For a particular project, we acquire data for a number of events and collect variables about those events at the same time. After the data has been collected, we perform a user-customizable analysis on said data to determine whatever it is that the user is interested in.
The data is collected in a form similar to this:
Timestamp Event 0 x = 0 0 y = 1 3 Event A occurred 3 x = 1 4 Event A occurred 4 x = 2 9 Event B occurred 9 y = 2 9 x = 0
To understand the entire state at any time, the most straightforward approach is to walk over the entire set of data. For example, if I start at time 0, and "analyze" until timestamp 5, I know that at that point x = 2, y = 1, and Event A has occurred twice. That's a really simple example. The user might be (and often is) interested in the time between events, say from A to B, and they might specify the first occurrence of A, then B, or the last occurrence of A, then B (respectively, 9-3 = 6 or 9-4 = 5). Like I said, this is easy to analyze when you're walking over the entire set.

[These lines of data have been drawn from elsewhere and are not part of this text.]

PR #2510, opened 2024-05-26
Plugin: DisableDiscordRestart

burlone0:
Disables the Ctrl + R shortcut to prevent Discord from restarting.

### DIFF
--- a/src/plugins/disableDiscordRestart/index.tsx
+++ b/src/plugins/disableDiscordRestart/index.tsx
@@ -1,0 +1,87 @@
+/*
+ * Vencord, a modification for Discord's desktop app
+ * Copyright (c) 2022 Vendicated and contributors
+ *
+ * This program is free software: you can redistribute it and/or modify
+ * it under the terms of the GNU General Public License as published by
+ * the Free Software Foundation, either version 3 of the License, or
+ * (at your option) any later version.
+ *
+ * This program is distributed in the hope that it will be useful,
+ * but WITHOUT ANY WARRANTY; without even the implied warranty of
+ * MERCHANTABILITY or FITNESS FOR A PARTICULAR PURPOSE.  See the
+ * GNU General Public License for more details.
+ *
+ * You should have received a copy of the GNU General Public License
+ * along with this program.  If not, see <https://www.gnu.org/licenses/>.
+*/
+
+import { definePluginSettings } from "@api/Settings";
+import definePlugin, { OptionType } from "@utils/types";
+import { Devs } from "@utils/constants";
+
+import './styles.css';
+
+const settings = definePluginSettings({
+    showAlert: {
+        type: OptionType.BOOLEAN,
+        default: true,
+        description: "Show alert when Ctrl + R is disabled",
+        restartNeeded: true,
+    },
+});
+
+const disableRestartShortcut = (event) => {
+    if (event.ctrlKey && event.key === 'r') {
+        event.preventDefault();
+        event.stopPropagation();
+        console.log("Ctrl + R shortcut disabled");
+        if (settings.store.showAlert) {
+            showAlertPopup("Ctrl + R shortcut disabled", "DisableDiscordRestart - Made by Burlone");
+        }
+    }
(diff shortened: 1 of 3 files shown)


src/plugins/disableDiscordRestart/index.tsx
```diff
@@ -0,0 +1,87 @@
...
+        event.stopPropagation();
+        console.log("Ctrl + R shortcut disabled");
+        if (settings.store.showAlert) {
+            showAlertPopup("Ctrl + R shortcut disabled", "DisableDiscordRestart - Made by Burlone");
+        }
+    }
+};
+
+const showAlertPopup = (message, title) => {
+    const modal = document.createElement('div');
```
MrDiamondDog, line 46: Don't use dom manipulation

src/plugins/disableDiscordRestart/index.tsx
```diff
@@ -0,0 +1,87 @@
...
+};
+
+const stopPlugin = () => {
+    document.removeEventListener('keydown', disableRestartShortcut);
+};
+
+export default definePlugin({
+    name: "DisableDiscordRestart",
+    authors: [Devs.Burlone],
+    description: "Disables the Ctrl + R shortcut to prevent Discord from restarting.",
```
MrDiamondDog, line 82: The plugin makes a pop up instead of fully disables the keybind. The description should reflect that

MrDiamondDog (commented):
I don't really see a use for this plugin but I'll leave this here

src/plugins/disableDiscordRestart/index.tsx
burlone0: That's the general description, that's what the showAlert setting description says

src/plugins/disableDiscordRestart/index.tsx
burlone0: wdym

burlone0: What do you mean? What should I use?

Inbestigator (commented):
This seems pretty useless, and the execution feels kind of clunky.

src/plugins/disableDiscordRestart/index.tsx
Scyye: react i believe

Scyye (commented):
This doesnt seem useful in the slightest; what's the usecase?

nyakowint:
If anything this can just be an addition to the NoF1 plugin

nyakowint (changes requested):
You should get rid of all this dom manipulation (which u shouldn't be using anyways) and replace it with a simple toast or modal (in webpack commons)

src/plugins/disableDiscordRestart/index.tsx
MrDiamondDog: DOM manipulation is bad when you have patches and react components at your disposal. Have a look at some other plugins for reference

src/plugins/disableDiscordRestart/index.tsx
```diff
@@ -0,0 +1,87 @@
...
+    },
+});
+
+const disableRestartShortcut = (event) => {
+    if (event.ctrlKey && event.key === 'r') {
+        event.preventDefault();
+        event.stopPropagation();
+        console.log("Ctrl + R shortcut disabled");
+        if (settings.store.showAlert) {
+            showAlertPopup("Ctrl + R shortcut disabled", "DisableDiscordRestart - Made by Burlone");
```
schoeneBiene, line 40: does your name really need to be here?

Inbestigator: Yeah, shoving “made by …” down people’s throats feels icky. Also, tbh the whole title for that modal could be removed.

Vendicated:
this is way too specific and not very useful in its current state, so i'll be rejecting this. have you tried adding `ctrl + r` as unbinded in discord keybind settings instead? might work

thanks for your contribution nevertheless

Now, we need to adapt the model to analyze an arbitrary window of time. If we look at 0-N, that's the easy case. But if I look at 1-5, for instance, I have no notion of y unless I begin at 0 and know that y was initially 1 and did not change in the window 1-5.
Our approach is to essentially create a dictionary of variables, and run callbacks on events. If one analysis was "What is x when Event A occurs and time is > 3" then we would run that callback on the first Event A, and it would immediately return because time is not greater than 3. It would run again at 4, and and it would report that x was 1 at t=4.
To adapt to the "time-windowing", I think I am going to (in the background) tack on additional conditions to the analysis. If their analysis is just "What is x when Event A occurs", and the current window is 1-5, then I will change it to "What is x when Event A occurs and time >= 1 and time <= 5". Then if the next window is 6-10, I can readjust the condition as necessary.
My main question is: what pattern does this fit? We are obviously not the first people to approach a problem like this, but I have not been able to find how others have approached it. I probably just don't know what exactly to search on Google. Is there any other approach besides keeping a dictionary of the entire global state for looking up a single state at a given time? Note also that the data could have several, maybe tens of thousands of records, so the fewer iterations over the data set, the better.